Collected data entries:
PR #6114, opened 2026-06-25
expose LSU information through Scan

### LINKED ISSUE #5855: expose lsu information through scan
should include freeze and upgrade time 

required by validators for automation

mblaze-da:
Fixes https://github.com/canton-network/splice/issues/5855

I was supposed to get an intro from @nicu-da for this issue but didn't manage to do so before his vacation. I inferred the current implementation from the existing code and I'm not very confident about that. I'm not sure if I should also add this endpoint to the Scan client. Should I add a test for it? I took inspiration from `getRollForwardLsu` and I couldn't find a test for it.

### DIFF
--- a/apps/scan/src/main/openapi/scan.yaml
+++ b/apps/scan/src/main/openapi/scan.yaml
@@ -172,6 +172,21 @@ paths:
               schema:
                 "$ref": "#/components/schemas/GetRollForwardLsuResponse"
 
+  /v0/lsu:
+    get:
+      tags: [internal, scan]
+      x-jvm-package: scan
+      operationId: "getLsu"
+      description: |
+        Retrieve information on the next LSU
+      responses:
+        "200":
+          description: ok
+          content:
+            application/json:
+              schema:
+                "$ref": "#/components/schemas/GetLsuResponse"
+
   /v0/active-synchronizer-serial:
     get:
       tags: [internal, scan]
@@ -2106,6 +2121,26 @@ components:
           type: string
         successorPhysicalSynchronizerId:
           type: string
+    GetLsuResponse:
+      type: object
+      properties:
+        lsu:
+          description: Info on the next LSU
+          "$ref": "#/components/schemas/Lsu"
+    Lsu:
+      type: object
+      required:
+        - freezeTime
+        - upgradeTime
+      properties:
+        freezeTime:
+          description: The time when topology freeze starts
+          type: string
+          format: date-time
+        upgradeTime:
+          description: The time at which to upgrade
+          type: string
+          format: date-time
     GetActivePhysicalSynchronizerSerialResponse:
       type: object
       required: ["serial"]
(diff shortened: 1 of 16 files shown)


apps/scan/src/main/openapi/scan.yaml
```diff
@@ -2106,6 +2121,26 @@ components:
...
+        lsu:
+          description: Info on the next LSU
+          "$ref": "#/components/schemas/Lsu"
+    Lsu:
+      type: object
+      required:
+        - freezeTime
+        - upgradeTime
+      properties:
+        freezeTime:
```
moritzkiefer-da:
```suggestion
        topologyFreezeTime:
```

apps/scan/src/main/openapi/scan.yaml
```diff
@@ -2106,6 +2121,26 @@ components:
           type: string
         successorPhysicalSynchronizerId:
           type: string
+    GetLsuResponse:
+      type: object
+      properties:
+        lsu:
+          description: Info on the next LSU
+          "$ref": "#/components/schemas/Lsu"
+    Lsu:
```
moritzkiefer-da, line 2130: let's also include the successor serial in here.

apps/scan/src/main/openapi/scan.yaml
```diff
@@ -172,6 +172,21 @@ paths:
               schema:
                 "$ref": "#/components/schemas/GetRollForwardLsuResponse"
 
+  /v0/lsu:
+    get:
+      tags: [internal, scan]
+      x-jvm-package: scan
+      operationId: "getLsu"
+      description: |
+        Retrieve information on the next LSU
```
moritzkiefer-da:
```suggestion
        Retrieve information on the next logical synchronizer upgrade (LSU)
```

moritzkiefer-da (commented):
looks reasonable but I think this deserves some tests, you can probably extend the existing lsu tests with some queries to this endpoint

cluster/configs/shared/rate-limits/unlimited.yaml
```diff
@@ -193,6 +193,10 @@ rateLimits:
     name: rollForwardLsu
     type: unlimited
```
pasindutennage-da, line 195: with unlimited, this will share the global bucket. Is that intended?

pasindutennage-da (commented):
Thank you

Looks good to me, but I will let @moritzkiefer-da approve this one because I don't have all the context about LSU.

apps/scan/src/main/openapi/scan.yaml
```diff
@@ -2106,6 +2121,31 @@ components:
...
+      properties:
+        topologyFreezeTime:
+          description: The time when topology freeze starts
+          type: string
+          format: date-time
+        upgradeTime:
+          description: The time at which to upgrade
+          type: string
+          format: date-time
+        successorPhysicalSynchronizerSerial:
```
moritzkiefer-da: sorry I realize now I said serial but what I was trying to say is physical synchronizer id, so just include the full thing

moritzkiefer-da (approved):
thx

cluster/configs/shared/rate-limits/unlimited.yaml
mblaze-da: I used the same configuration as `rollForwardLsu`. Both are internal API so I thought it is fine. Am I missing something here @pasindutennage-da?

* DIRECTIONS *
Wherever the string "unlimited" occurs in the records above, copy that line.

* ANSWER SECTION *
cluster/configs/shared/rate-limits/unlimited.yaml
     type: unlimited
pasindutennage-da, line 195: with unlimited, this will share the global bucket. Is that intended?
cluster/configs/shared/rate-limits/unlimited.yaml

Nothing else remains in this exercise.